Summary of TURING COMPLETE PROGRAMMING ON ARM WITH TWO INSTRUCTIONS
Kellan Clark implemented a Turing-complete computer and Brainf**k interpreter for ARM using only the LDM and STM 32-bit opcodes, demonstrating that powerful computation can arise from flexible data-movement instructions. Targeting processors like the ARM7TDMI (used in the Game Boy Advance), Armf**k shows how moving bytes between memory and 16 general-purpose registers suffices to implement BF programs and prove the concept.
Parts used in the Armf**k project:
- ARM processor with 32-bit ISA (e.g., ARM7TDMI)
- LDM opcode (Load Multiple)
- STM opcode (Store Multiple)
- 16 general-purpose registers (GPRs)
- Brainf**k language (as target esoteric language)
- Armf**k interpreter implementation by Kellan Clark
- Game Boy Advance (as an example target platform)
There are many questions that can be asked for software projects, with most of these questions starting with ‘Why…?’. This is true for the challenge of proving that cascading stylesheets are Turing-complete, or that you don’t need all those fancy ISA bits of an ARM processors when you already got the LDM and STM commands in the 32-bit ISA. What originally started off as a bit of a running gag in a group of developers led to [Kellan Clark] implementing a Turing-complete computer and a functioning interpreter using nothing but these two opcodes.

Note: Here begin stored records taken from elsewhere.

PR #2298, opened 2024-05-23
fix: enhanced Logger to accept a log file location

### LINKED ISSUE #2297: Enable logger constructor to accept a log file destination
### Problem

For [Solo](https://github.com/hashgraph/solo) which runs as a NodeJS CLI we want to be able to write the @hashgraph/sdk logs to a file for debug purposes.

### Solution

Update the constructor of the Logger to accept a log file location as a parameter.

### Alternatives

pass in a DestinationStream that can be created by the consumer.

jeromy-cannon:
**Description**:

- enhanced Logger to accept a log file location
- fixed some jsdoc mispellings
- added `src/grpc/GrpcServiceError.js` `toString()` method, updated message, and add caused by stack trace
- increased timeouts on some tests to prevent random failures in the pipeline when under a load
- increased Logger test coverage
- added `sinon` library for spy capabilities
- added cgroup configuration and calls to build workflow to fix issue where GitHub runner loses communication with GitHub

**Related issue(s)**:

Fixes #2297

These two opcodes essentially allow the storing or reading of data into memory from any combination of the 16 general-purpose registers (GPRs). This makes them both extremely versatile and also extremely open to ‘abuse’ like in this example. For a straightforward implementation that could prove the concept, [Kellan] decided to pick one of everyone’s favorite esoteric programming languages: Brainf**k, creating the charmingly titled Armf**k that allows anyone to write BF programs for any suitable ARM processor, like the ARM7TDMI in the Game Boy Advance that [Kellan] targeted.
As a proof of concept it’s unquestioningly intriguing, and a great example of how the most powerful parts of any ISA are those that move data around. After all, as anyone who writes ASM and C knows, computers are just machines that can copy bytes around really fast to make stuff happen. Mind-blowing examples like these serve to illustrate that point quite well.
Source: TURING COMPLETE PROGRAMMING ON ARM WITH TWO INSTRUCTIONS
- What two opcodes are used to implement Armf**k?
The LDM (Load Multiple) and STM (Store Multiple) opcodes are used. - Can ARM be made Turing-complete with only two instructions?
Yes, the project demonstrates Turing-completeness using only LDM and STM. - What language was chosen for the proof of concept?
Brainf**k was chosen as the esoteric language for the proof of concept. - Which ARM registers are exploited in this approach?
The 16 general-purpose registers (GPRs) are used for storing and reading data. - What target platform did Kellan Clark use as an example?
The Game Boy Advance, using the ARM7TDMI, was targeted as an example platform. - Why are LDM and STM powerful enough for this proof?
Because they allow storing or reading data into memory from any combination of the 16 GPRs, enabling versatile data movement needed to implement computation. - Does the project include an interpreter implementation?
Yes, Kellan Clark implemented a functioning interpreter called Armf**k.